Requirement - The lines from the top of the listing through the one containing "But can't place" are to be retyped exactly, with no other lines.

*** Records for the exercise Section Begins ***

PR #1195, opened 2016-06-29
Fix position of value label in bar chart in case of on of the value is 0

### LINKED ISSUE #1191: [Bug] Double BarChart second value text mispaced
I would like to create chart as in screenshot^
screen shot 2016-06-29 at 11 07 39

But can't place label in right position in case of `0`
Please, have a look at screenshot in comment for details

skywinder:
This will fix #1191 🎉 

screen shot 2016-06-29 at 19 03 43

### DIFF
--- a/Charts/Classes/Renderers/BarChartRenderer.swift
+++ b/Charts/Classes/Renderers/BarChartRenderer.swift
@@ -416,7 +416,11 @@ public class BarChartRenderer: ChartDataRendererBase
                                 let value = vals[k]
                                 var y: Double
                                 
-                                if value >= 0.0
+                                if value == 0.0
+                                {
+                                    y = value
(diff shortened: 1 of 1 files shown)


skywinder:
@petester42 please All tests are passed. Travis get error not related to PR: 

>The command "cd Charts && carthage bootstrap" failed and exited with 1 during .

liuxuan30:
would you please rebase with master (and squash if needed), I just fixed travis last week I think

skywinder:
@msanders I just merged latest changes from `master`. 
`rebase` is destructing command, so I prefer to not do it without specaial need.

danielgindi:
This actually introduces new bugs. Fix coming soon

Issue #44, opened 2015-04-23
Use of undeclared type 'CGFloat'


msanders:
Has anyone had any luck getting this to compile for an iOS 7 project? I tried the suggested approach (copying all .swift files to your project), but I'm getting lots of compiler errors from what look to be missing UIKit imports:

```
ios-charts/Charts/Classes/Data/ScatterChartData.swift:19:43: Use of undeclared type 'CGFloat'; did you mean to use 'CGFloat'?
ios-charts/Charts/Classes/Data/ScatterChartData.swift:21:19: Use of unresolved identifier 'CGFloat'
ios-charts/Charts/Classes/Data/BarChartData.swift:18:31: Use of unresolved identifier 'CGFloat'
ios-charts/Charts/Classes/Data/BarChartData.swift:21:28: Use of undeclared type 'CGFloat'; did you mean to use 'CGFloat'?
```

Any idea what's going wrong? I'm using Xcode 6.3.1.

danielgindi:
There are several people who already did... But try to add an import to
UIKit and let me know

vishw3:
Import UIKit will work i tried it few days back

danielgindi:
In do not experience that- so if one of you wants to make a pull request
for iOS 7 compilations with the proper UIKit imports that would be great!

‏בתאריך יום חמישי, 23 באפריל 2015, Vishwas NG <notifications@github.com>
כתב:

vishw3:
ya i wanted to support for iOS 7 so i just copied swift file in to my project and worked around every thing works fine if UIKit is imported to all shift headers

vishw3:
hi i have created example project to run on iOS 7 tested on simulator and working fine look into it
https://github.com/vishw3/IOSChart-IOS-7.0-Support/tree/master

danielgindi:
Merged :-)

zhijunsheng:
I cloned yesterday. Don't understand why I had to manually add "import UIKit" for swift files dragged in. I'm using Xcode 7.3.1 and my own project is an ObjC one. What did I miss?

kaleevans:
I've had the same issue as zhijunsheng. Objective-c project still having this issue.

I am trying the importing swift files method as I had issues just importing the framework with the bridging header.

balkarov:
I have this problem too

PR #1205, opened 2016-07-01
Add missing imports for iOS 7 support

VincentSit:
Same like  #45. This can cause compile failure in iOS 7 like #44. I just ran into this problem.


liuxuan30:
why not import CoreGraphics?

VincentSit:
Updated.

The reason is for consistency with the code style in #45.

I didn't read the source code before, didn't notice the style has been changed.

The 7eb5810 is useless for now, you can colse this PR if you want to keep the commit history clean. I don't think it's necessary to open a new PR.

PR #1245, opened 2016-07-13
improve comment to warn users how to use setVisibleRange APIs

liuxuan30:
Seeing some users don't know how to use setVisibleRange APIs (can only be called after we have data, otherwise no effect). For now, add the API description for this


dxclancy:
Hi!  This is a good idea but i find your change confusing. You description of your change in the parenthesis makes more sense to me. I would say something more like that. "Chart must have data or these have no effect".

liuxuan30:
@dxclancy thanks a lot, not a native speaker, so.. thanks

PR #1258, opened 2016-07-20
Fix Swift 3 compilation errors for iOS

puthirith:

PR #1230, opened 2016-07-06
Supports Xcode 8-beta 2

acegreen:

PR #1266, opened 2016-07-23
RunLoopMood changes for Swift 3.0 & Xcode 8.0 Beta 3

atetlaw:
- RunLoop.main is now a class var instead of a method
- Thread.isMainThread is now a class var instead of a method
- display link method now take the RunLoopMode struct instead of a string

It should be this way:
`_displayLink.remove(from: RunLoop.main, forMode: RunLoopMode.commonModes)`

This way is just redundant:
`_displayLink.remove(from: RunLoop.main, forMode: RunLoopMode(rawValue: RunLoopMode.commonModes.rawValue))`

### DIFF
--- a/Charts/Classes/Animation/ChartAnimator.swift
+++ b/Charts/Classes/Animation/ChartAnimator.swift
@@ -71,7 +71,7 @@ public class ChartAnimator: NSObject
     {
         if (_displayLink != nil)
         {
-            _displayLink.remove(from: RunLoop.main(), forMode: RunLoopMode.commonModes.rawValue)
+            _displayLink.remove(from: RunLoop.main, forMode: RunLoopMode.commonModes)
             _displayLink = nil
             
             _enabledX = false
@@ -196,7 +196,7 @@ public class ChartAnimator: NSObject
         if (_enabledX || _enabledY)
         {
             _displayLink = NSUIDisplayLink(target: self, selector: #selector(ChartAnimator.animationLoop))
-            _displayLink.add(to: RunLoop.main(), forMode: RunLoopMode.commonModes.rawValue)
+            _displayLink.add(to: RunLoop.main, forMode: RunLoopMode.commonModes)
         }
     }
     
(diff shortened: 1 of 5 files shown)


liuxuan30:
There are two PRs about swift 3.0 - #1230, #1258 pending merge.
One question: why you have changes in ChartPlatform.swift, while those two  don't?

atetlaw:
Hi @liuxuan30, It contains the `NSUIDisplayLink` class. That class had an API the same as `CADisplayLink`. The old API took a `String` for the `runLoop` arg. I changed it to take the `RunLoop`.

liuxuan30:
@atetlaw what's the purpose of changing to `RunLoopMode`?

atetlaw:
A couple of reasons,

- matches the `CADisplayLink API
- avoids the "stringiness"

On the stringliness point: the old version took a string, which meant that to call it you'd need to pass `RunLoopMode.commonModes.rawValue`, and then in the `NSUIDisplayLink` class it took the string and created a `RunLoopMode` via `RunLoopMode(rawValue: stringArg)`.

It seemed redundant to do that, when passing `RunLoopMode.commonModes` provides addition compile-time protection that you're passing the right type to the method.

liuxuan30:
@atetlaw ok, I have to let @danielgindi take a look at this, not sure why he uses string at first place

atetlaw:
👍 no problem

danielgindi:
@liuxuan30 Could you please take all of those issues & PRs regarding Swift 3 and leave only one? It will be finalized after the Swift 3 release, as Swift changes all the time... And will probably sneak in Charts v3 release...

liuxuan30:
@danielgindi sure, but I need you to take a look at this PR regarding `RunLoopMode`, is it right to use `RunLoopMode` instead of 'string'?

Current swift 2.3 and swift 3.0 branchs are suited for test purpose only, once Swift 3.0 is released, it is much easier for us to convert directly at that time than merging these branches.

However I observed people using the same Xcode beta can generate slightly different PRs.. So I am careful with these differences

liuxuan30:
I'm not sure if this is a mistake while merging Swift 3.0 code.. It seems intended to use `string` for NSUIDisplayLink and later convert to RunLoopMode for UIDisplayLink.
I will look into this this weekend.

liuxuan30:
I looked into this, it's valid. Since it has conflicts, I have manually merged it in https://github.com/danielgindi/Charts/pull/1296

PR #1281, opened 2016-08-02
Few more changes needed to build with Swift 2.3

EpicDraws:
Xcode 8 beta 3 and 4 needed this to build.


liuxuan30:
Thanks.
Please notice, swift beta branch is used for test only. After Swift 2.3(maybe 3) released, we will delete the branch and convert directly at that time, which is much easier

PR #1284, opened 2016-08-02
ChartMarker subclassing in Objective C

dyeazel:
I'd like to propose changing ChartMarker to using a protocol so that it can be subclassed in Objective-C. I've added the ChartMarkerProtocol and modified ChartMarker to implement this protocol.

### DIFF
--- a/Charts/Charts.xcodeproj/project.pbxproj
+++ b/Charts/Charts.xcodeproj/project.pbxproj
@@ -7,6 +7,7 @@
 	objects = {
 
 /* Begin PBXBuildFile section */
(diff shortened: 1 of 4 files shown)


danielgindi:
In v3 it is already solved :-) But v3 is in progress so please hold on!

fundon:
@danielgindi BTW, Does it support for Swift 3.0 in v3?

danielgindi:
Not yet. v3 is the official Charts 3.0 branch until a Charts 3 release and will be merge to master. When Swift 3 will be a final release - it will be merge to master too.

PR #1335, opened 2016-08-18
Fixes for latest Swift 3.0 Changes as of Xcode 8 beta 6

druidsbane:
Hi,

I've made changes to get the project to compile under the latest Xcode beta.  The only thing I haven't updated is the binary for the RealmSwift project so the RealmSwift project won't link properly, but I wasn't sure where to get the latest binary and as compatibility will continue changing I didn't think it was worth adding in for this request.

Do you mind taking a look to see if it is worth merging?  Hopefully that should reduce the need to keep making these changes every time a new release comes out.

Thanks!

### DIFF
--- a/.travis.yml
+++ b/.travis.yml
@@ -1,4 +1,4 @@
-osx_image: xcode7.3
+osx_image: xcode8
 language: objective-c
 
 env:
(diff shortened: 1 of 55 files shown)


liuxuan30:
thanks @druidsbane! sorry that I will use https://github.com/danielgindi/Charts/pull/1342 for xcode 6 beta.. there are several PRs for swift 3.0.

*** Records for the exercise Section Ends ***

Exercise result -
PR #1195, opened 2016-06-29
Fix position of value label in bar chart in case of on of the value is 0

### LINKED ISSUE #1191: [Bug] Double BarChart second value text mispaced
I would like to create chart as in screenshot^
screen shot 2016-06-29 at 11 07 39

But can't place label in right position in case of `0`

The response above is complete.